That's funny, because a couple hours before you wrote what you did, another guy, on another thread wrote this:
[the discussion was: to choose a good tablet with good software but with crap stylus options, or to choose a lesser tablet with crap software but with an excellent pen]
"I feel the opposite... I sold my iPad3 for the Daddy Note. I do better work with a really responsive pen and merely 'good' software like SBP, or my current favorite LayerPaint. As good as Procreate is, fighting the pen, turning the Adonit off & on, rememberIng to charge it, endlessly hunting for a workable ink or brush setting, etc, etc. was just too ****** much hassle. Now I just draw, and I usually have a grin on my face. I'm not dissing Apple, I liked my iPad but it isn't the tool that the Note is."
Not every iPad user has a strong longing for pen input. Many do tho. From artists, novice & professional to students of all degrees and plenty of Joes and Janes in between. Apple stores sell styluses, they have customers sign iPod Touches with their fingers. Apple is bitter with Samsung. Samsung is going Apple's apples.

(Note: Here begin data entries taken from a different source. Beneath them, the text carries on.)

PR #173, opened 2021-07-06
fix: support queue higher than batches

nachomazzara:
If the queue's size is high enough to make this true `batchsize < queue - batchsize`.  Subsequent requests are not going to be processed


Agusx1211:
Thanks a lot Nacho!

PR #175, opened 2021-07-08
allow session network config to be updated from default value

acrylix:


packages/0xsequence/tests/browser/wallet-provider/dapp.test.ts
```diff
@@ -102,7 +102,7 @@ export const tests = async () => {
 
   await test('getWalletConfig', async () => {
     const allWalletConfigs = await wallet.getWalletConfig()
-    assert.equal(allWalletConfigs.length, 2, '2 wallet configs (one for each chain)')
+    assert.equal(allWalletConfigs.length, 1, '1 wallet config for default chain')
```
pkieltyka, line 105: the PR makes sense, but how come this assertion goes down from 2 wallet configs to 1?

acrylix: the implementation of `getWalletConfig` actually uses the default chain Id if no value is passed in.
https://github.com/0xsequence/sequence.js/blob/allow-default-network-switch/packages/provider/src/provider.ts#L164
and the default chain value in provider was always set to `undefined` prior to this PR, which resulted in returning all configs with undefined default chain Id. Now that we support default network switching in this PR, default chain Id is explicitly set for each provider, thus affecting the output of getWalletConfig

acrylix: we can adjust this to always return wallet configs for all chains

PR #176, opened 2021-07-16
Extension provider

acrylix:
replaces https://github.com/0xsequence/sequence.js/pull/175


packages/provider/package.json
```diff
@@ -25,10 +25,13 @@
     "@ethersproject/providers": "^5.0.24",
     "@ethersproject/web": "^5.0.14",
     "ethers": "^5.0.32",
-    "eventemitter3": "^4.0.7"
+    "eventemitter3": "^4.0.7",
+    "readable-stream": "^3.6.0"
```
pkieltyka, line 29: lets remove this dep as discussed

packages/provider/src/transports/extension-transport/extension-message-handler.ts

Apple has taken out a good number of patents on stylus concepts (I know, that doesn't always mean much), 3rd part companies are doing very well making workaround styluses for Apple's iPad, Johns are becoming entrepreneurs overnight on Kickstarter with their stylus solutions, people are choosing Sammy over Apple for this reason, maybe not in droves, but it's still happening. Apple can't like it. I'm sure they're not just shrugging it off completely. They see it. I could go on. The point is, there is a demand that is being taken advantage of by solo dudes with a lathe to mega corporations such at Samsung.
Now, add all of these together.
That's a niche market worth paying attention to.
I draw for a living. I draw 8 hours a day, every day doing concept art for feature films (advertising too). I've done a descent amount of work on two different, major feature developments in the past two months, on my iPad using a fantastic, iOS-only app called Procreate. The iPad actually makes for an amazing, very intuitive and mobile art machine. The one, single-standout-missing-link is a true, precise, optional pen input device. The iPad would become a whole new thing to an entire industry of working professional artists if that were to happen. And remember, the original fanboys largely consisted (and still does to a degree) of professionals in the arts. Add that one to my run-on list above.